— Saved entries —
◇ ◇ ◇ ◇ ◇ ◇ ◇

PR #1190, opened 2020-11-23
NEGF: add new print options

dryndyk:
New sections
NEGF%PRINT%PROGRAM_RUN_INFO
NEGF%PRINT%PROGRAM_RUN_DETAILS
for control of printing levels.
Now "silent" is silent, etc.

CPABORT => CPWARN in src/qs_moments.F:1347,
it blocked print level HIGH for some structures.

### DIFF
--- a/src/negf_methods.F
+++ b/src/negf_methods.F
@@ -216,7 +216,7 @@ CONTAINS
       CALL negf_sub_env_create(sub_env, negf_control, blacs_env, global_env%blacs_grid_layout, global_env%blacs_repeatable)
       CALL negf_env_create(negf_env, sub_env, negf_control, force_env, negf_mixing_section, log_unit)
 
-      IF (log_unit > 0 .AND. print2) THEN
+      IF (log_unit > 0 .AND. verbose_output) THEN
          DO icontact = 1, SIZE(negf_control%contacts)
             WRITE (log_unit, "(/,' NEGF| Atoms in the contact region',I2,':',I4)") &
                icontact, SIZE(negf_control%contacts(icontact)%atomlist_bulk)
--- a/src/negf_methods.F
+++ b/src/negf_methods.F
@@ -37,10 +37,12 @@ MODULE negf_methods
    USE cp_log_handling,                 ONLY: cp_get_default_logger,&
                                               cp_logger_get_default_io_unit,&
                                               cp_logger_type
-   USE cp_output_handling,              ONLY: &
-        cp_p_file, cp_print_key_finished_output, cp_print_key_should_output, cp_print_key_unit_nr, &
-        debug_print_level, high_print_level, low_print_level, medium_print_level, &
-        silent_print_level
+   USE cp_output_handling,              ONLY: cp_p_file,&
+                                              cp_print_key_finished_output,&
+                                              cp_print_key_should_output,&
+                                              cp_print_key_unit_nr,&
+                                              debug_print_level,&
+                                              high_print_level
    USE cp_para_types,                   ONLY: cp_para_env_type
    USE cp_subsys_types,                 ONLY: cp_subsys_type
    USE dbcsr_api,                       ONLY: dbcsr_copy,&
--- a/src/negf_methods.F
+++ b/src/negf_methods.F
@@ -37,10 +37,10 @@ MODULE negf_methods
    USE cp_log_handling,                 ONLY: cp_get_default_logger,&
                                               cp_logger_get_default_io_unit,&
                                               cp_logger_type
-   USE cp_output_handling,              ONLY: cp_p_file,&
-                                              cp_print_key_finished_output,&
-                                              cp_print_key_should_output,&
-                                              cp_print_key_unit_nr
+   USE cp_output_handling,              ONLY: &
+        cp_p_file, cp_print_key_finished_output, cp_print_key_should_output, cp_print_key_unit_nr, &
+        debug_print_level, high_print_level, low_print_level, medium_print_level, &
+        silent_print_level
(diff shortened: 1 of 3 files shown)


dev-zero:
I think we should rather control verbosity through the section parameter of a print section, rather than extra print section keywords, and keep the print keywords for controlling the printing of concrete additional properties.

Example:

https://github.com/cp2k/cp2k/blob/72339f3ab4a5af43150d59429dc2c871dcab1268/src/qs_active_space_methods.F#L967-L986

dryndyk:
Yes, I agree. It looks better. I will rewrite it. Thanks.

dryndyk:
I have a question. As far as I see, PRINT_LEVEL is used only twice in the code + GLOBAL%PRINT_LEVEL. 
PROGRAM_RUN_INFO is used everywhere.

dev-zero:
I would probably keep the `PROGRAM_RUN_INFO` and get the section parameter describing the level from there

dev-zero:
such that one can do:

```
&NEGF
  &PRINT
    &PROGRAM_RUN_INFO
    &END
  &END
&END
```

for the default, and

```
&NEGF
  &PRINT
    &PROGRAM_RUN_INFO HIGH
    &END
  &END
&END
```

for the more verbose one

dev-zero:
... on the other hand we also have similar flags like in this PR in xtb, dftb and tddpt2 (`DETAILED_ENERGY`), but also explicit `VERBOSITY` flags in transport and linear scaling. We should probably document a standard and harmonize this at some point.

dryndyk:
OK. I will make one iteration to improve and later we can see.

dryndyk:
> such that one can do:
> 
> ```
> &NEGF
>   &PRINT
>     &PROGRAM_RUN_INFO
>     &END
>   &END
> &END
> ```
> 
> for the default, and
> 
> ```
> &NEGF
>   &PRINT
>     &PROGRAM_RUN_INFO HIGH
>     &END
>   &END
> &END
> ```
> 
> for the more verbose one

No, the logic of PROGRAM_RUN_INFO is the opposite. If HIGH it will print something only when GLOBAL%PRINT_LEVEL is HIGH. And it is OK to be consistent with other output. But I want to have the possibility to print more only for NEGF. So, we need another keyword. I think PRINT_LEVEL inside  PROGRAM_RUN_INFO to overwrite  GLOBAL%PRINT_LEVEL with GLOBAL%PRINT_LEVEL as default.

dev-zero:
Yeah, you are right. Well, then let's leave it at this?

dryndyk:
Wait, I will try to add  PROGRAM_RUN_INFO%PRINT_LEVEL instead of PROGRAM_RUN_DETAILS.
Will be better.

dryndyk:
So, is it OK now?

dev-zero:
> So, is it OK now?

LGTM except that `debug1` is not used, right?

dryndyk:
What do you mean by debug1?

src/negf_methods.F
```diff
@@ -194,9 +195,51 @@ SUBROUTINE do_negf(force_env)
...
+            print2 = .FALSE.
+         CASE (high_print_level)
+            print1 = .TRUE.
+            print2 = .TRUE.
+         CASE (debug_print_level)
+            print1 = .TRUE.
+            print2 = .TRUE.
+         CASE DEFAULT
+            !do nothing
+         END SELECT
```
dev-zero:
```suggestion
         SELECT CASE (print_level)
         CASE (high_print_level, debug_print_level)
            verbose_output = .TRUE.
         CASE DEFAULT
            verbose_output = .FALSE.
         END SELECT
```

src/negf_methods.F
```diff
@@ -194,9 +195,51 @@ SUBROUTINE do_negf(force_env)
...
+      END IF
+
+      IF (log_unit > 0) THEN
+         WRITE (log_unit, '(/,T2,A,T62)') "COMPUTE THE RELEVANT HAMILTONIAN MATRICES"
+      END IF
+
       CALL negf_sub_env_create(sub_env, negf_control, blacs_env, global_env%blacs_grid_layout, global_env%blacs_repeatable)
       CALL negf_env_create(negf_env, sub_env, negf_control, force_env, negf_mixing_section, log_unit)
 
+      IF (log_unit > 0 .AND. print2) THEN
```
dev-zero:
```suggestion
      IF (log_unit > 0 .AND. verbose_output) THEN
```

src/negf_methods.F
```diff
@@ -37,10 +37,10 @@ MODULE negf_methods
...
                                               cp_logger_get_default_io_unit,&
                                               cp_logger_type
-   USE cp_output_handling,              ONLY: cp_p_file,&
-                                              cp_print_key_finished_output,&
-                                              cp_print_key_should_output,&
-                                              cp_print_key_unit_nr
+   USE cp_output_handling,              ONLY: &
+        cp_p_file, cp_print_key_finished_output, cp_print_key_should_output, cp_print_key_unit_nr, &
+        debug_print_level, high_print_level, low_print_level, medium_print_level, &
+        silent_print_level
```
dev-zero:
```suggestion
   USE cp_output_handling,              ONLY: cp_p_file,&
                                              cp_print_key_finished_output,&
                                              cp_print_key_should_output,&
                                              cp_print_key_unit_nr,&
                                              debug_print_level,&
                                              high_print_level
```

dev-zero (commented):
sorry, that's what I meant. You should be able to directly accept the changes if you agree.

dryndyk:
OK. Looks good!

◇ ◇ ◇ ◇ ◇ ◇ ◇

— WHAT YOU ARE ASKED TO DO —
Go through the lines above. Select every one that has the string "printing".

— SOLUTION TO THIS TASK —
for control of printing levels.
I think we should rather control verbosity through the section parameter of a print section, rather than extra print section keywords, and keep the print keywords for controlling the printing of concrete additional properties.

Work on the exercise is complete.